Human vs. Large Language Model-Based Sampling: Evidence from Large-Scale Replications

Submission 154

panel.5-224 - Floor 1-03

Presented by: Tsz Kwan Wong

Tsz Kwan Wong, Maximilian Maier

University of Warwick

As large language models are increasingly used in social science research, there remains controversy about the extent to which they can be meaningfully employed as experimental participants. Some papers argue that they can approximate human responses well (Zhang et al., 2024), while other papers caution against their use (Dillion et al., 2023, Sarstedt et al., 2024). We revisit replication studies in psychology, business and management from two large replication projects, Many labs 2 (ML2) and Management Science Replication Project (Many Labs 2 & Klein, 2018; Davis et al., 2023) using large language models (LLMs) as experimental participants by engaging LLMs in conversational tasks that mirror original experimental designs. We employ multiple commercial and open source models to compare direct prompting of models to a silicon sampling approach. We extend existing silicon sampling approaches (Argyle et al., 2023) in which models are assigned distinct preset personas mostly based on demographic variables by including psychological variables, such as the big 5.

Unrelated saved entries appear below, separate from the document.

PR #2945, opened 2026-05-13
EDM-3783: Relative PAM Issuer paths

keitwb:
Instead of a fixed absolute path for the login and authorize paths, use
relative paths.

Also use relative paths for the web assets.

This will allow the login to work in different deployment models where the
PAM Issuer is not at the root path of the URL.

### DIFF
--- a/internal/auth/oidc/pam/provider.go
+++ b/internal/auth/oidc/pam/provider.go
@@ -1063,7 +1063,7 @@ func (s *PAMOIDCProvider) Login(ctx context.Context, username, password, encrypt
 	s.log.Debugf("Login: created encrypted session cookie for %s", username)
 
 	// Redirect back to authorization endpoint with all parameters
-	authURL := fmt.Sprintf("/api/v1/auth/authorize?response_type=code&client_id=%s&redirect_uri=%s",
+	authURL := fmt.Sprintf("authorize?response_type=code&client_id=%s&redirect_uri=%s",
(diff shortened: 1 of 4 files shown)


asafbennatan:
@keitwb not sure i follow , will we now always serve the pam issuer ui from / and the api will be at /login ?
otherwise not sure hows thats compatible

keitwb:
> @keitwb not sure i follow , will we now always serve the pam issuer ui from / and the api will be at /login ? otherwise not sure hows thats compatible

The page where this gets called is at `/api/v1/auth/authorize` on the PAM issuer server. With a relative path this will result in the fetch posting to `/api/v1/auth/login`. This means that the PAM Issuer service can be run as a namespaced subpath off the main hostname for the services deployment, which is what we're going to do with the gateway (e.g. something like `/_/pam-issuer/api/v1/auth/login`.

But it still has to work for the helm deployment model so we can't just hardcode the new path there so this seems to be the best way to make it work for all deployments without requiring special config all over the place.

keitwb:
I also realized that the authorize path used as the redirect URI after login needed to be relative as well to be consistent. It works the same way.

asafbennatan:
note that currently pam issuer is available only on RHEL

keitwb:
> note that currently pam issuer is available only on RHEL

Ok, this is still the simplest way to do this since it decouples the deployment model of the pam issuer from the paths embedded in the service so that the service doesn't have to know or care, just be consistent in the relative pathing of how it refers to resources.

asafbennatan (approved):
LGTM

Our pilot results focused on many labs 2 show that modelling participant heterogeneity through silicon sampling substantially increases variability of responses. The average variance of all question responses with silicon sampling was 2.4 times larger than the average variance without silicon sampling. We classify a study as replicated when the replication matches the primary study in statistical significance and direction. Using this definition, for selected studies, 52.9% of the primary findings replicated in the Many Labs 2 project. When comparing LLM outcomes to Many Labs 2, 37.5% of studies showed consistent signals under silicon sampling, compared with 7.7% under non-silicon sampling. Focusing only on the subset of studies that successfully replicated in Many Labs 2, consistency rates were 55.6% under silicon sampling, compared with 16.7% without silicon sampling. For studies that did not replicate in Many Labs 2, consistency rates were substantially lower overall. Under silicon sampling, 14.3% of these studies showed consistent signals with Many Labs 2, compared with 0% under non-silicon sampling.

These findings inform ongoing debates about whether, and under what conditions, LLMs can serve as substitutes for human participants. While silicon sampling somewhat improved LLMs' similarity to human participants, we overall find low consistency between LLMs and ML2 replications, especially for studies that failed to replicate in ML2.